All tools used in Lean Six Sigma programs are actually a subset of the Quality Engineering discipline and can be considered a part of the ASQ Certified Quality Engineer body of knowledge. The goal of Six Sigma, then, is to use the old tools in concert, for a greater effect than a sum-of-parts approach.
The use of ‘Black Belts’ as itinerant change agents is controversial as it has created a cottage industry of training and certification. This relieves management of accountability for change; pre-Six Sigma implementations, exemplified by the Toyota Production System and Japan's industrial ascension, simply used the technical talent at hand—Design, Manufacturing and Quality Engineers, Toolmakers, Maintenance and Production workers—to optimize the processes.
The expansion of the various ‘Belts’ to include ‘Six Sigma Green Belt’, ‘Master Black Belt’ and ‘Gold Belt’ is commonly seen as a parallel to the various ‘Belt Factories’ that exist in martial arts.
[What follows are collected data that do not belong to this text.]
PR #1283, opened 2026-08-20
fix(expansion): read a negative substring length as an offset from the end

luantaraschi:
A negative length in `${var:offset:length}` says where the slice ends, counting back from the end of the value, rather than how long the slice is. The code added the value's length to it and then treated the result as a count, which is the same thing only when the offset is zero. That is why the existing cases in `params.yaml` pass: they all use offset 0.

On `var=abcdefgh`:

| | bash | before | after |
| --- | --- | --- | --- |
| `${var:2:-2}` | `cdef` | `cdefgh` | `cdef` |
| `${var: -4:-1}` | `efg` | `efgh` | `efg` |
| `${var:0:-1}` | `abcdefg` | `abcdefg` | `abcdefg` |

bash also treats a length that reaches back past the offset as an error rather than as an empty result. `${var:2:-7}` on the same value prints `-7: substring expression < 0`, where brush printed nothing and carried on. It now returns a `CheckedExpansionError` carrying the same wording, for anyone grepping for it.

That error is deliberately not fatal. An earlier version of this description said bash stops the script, and that was wrong. Measured on 5.2, bash prints the error and keeps going:

```
var=abcdefgh
echo "${var:2:-7}"          # prints -7: substring expression < 0
echo REACHED-AFTER          # still runs, shell exits 0
```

Sigma (the lower-case Greek letter σ) is used to represent standard deviation (a measure of variation) of a population (lower-case 's', is an estimate, based on a sample). The term ‘six sigma process’ comes from the notion that if one has six standard deviations between the mean of a process and the nearest specification limit, there will be practically no items that fail to meet the specifications. This is the basis of the Process Capability Study, often used by quality professionals. The term ‘Six Sigma’ has its roots in this tool, rather than in simple process standard deviation, which is also measured in sigmas. Criticism of the tool itself, and the way that the term was derived from the tool, often sparks criticism of Six Sigma.
The widely accepted definition of a six sigma process is one that produces 3.4 defective parts per million opportunities (DPMO). A process that is normally distributed will have 3.4 parts per million beyond a point that is 4.5 standard deviations above or below the mean (one-sided Capability Study). This implies that 3.4 DPMO corresponds to 4.5 sigmas, not six as the process name would imply. This can be confirmed by running on QuikSigma or Minitab a Capability Study on data with a mean of 0, a standard deviation of 1, and an upper specification limit of 4.5.
In a Capability Study, sigma refers to the number of standard deviations between the process mean and the nearest specification limit, rather than the standard deviation of the process, which is also measured in ‘sigmas’. As process standard deviation goes up, or the mean of the process moves away from the center of the tolerance, the Process Capability sigma number goes down, because fewer standard deviations will then fit between the mean and the nearest specification limit (Cpk Index). The notion that, in the long term, processes usually do not perform as well as they do in the short term is correct. That requires that Process Capability sigma based on long term data is less than or equal to an estimate based on short term sigma. However, the original use of the 1.5 sigma shift is as shown above, and implicitly assumes the opposite.
As sample size increases, the error in the estimate of standard deviation converges much more slowly than the estimate of the mean. Even with a few dozen samples, the estimate of standard deviation often drags an alarming amount of uncertainty into the Capability Study calculations. It follows that estimates of defect rates can be very greatly influenced by uncertainty in the estimate of standard deviation, and that the defective parts per million estimates produced by Capability Studies often ought not to be taken too literally.
Estimates for the number of defective parts per million produced also depends on knowing something about the shape of the distribution from which the samples are drawn. Unfortunately, there are no means for proving that data belong to any particular distribution. One can only assume normality, based on finding no evidence to the contrary. Estimating defective parts per million down into the 100s or 10s of units based on such an assumption is wishful thinking, since actual defects are often deviations from normality, which have been assumed not to exist.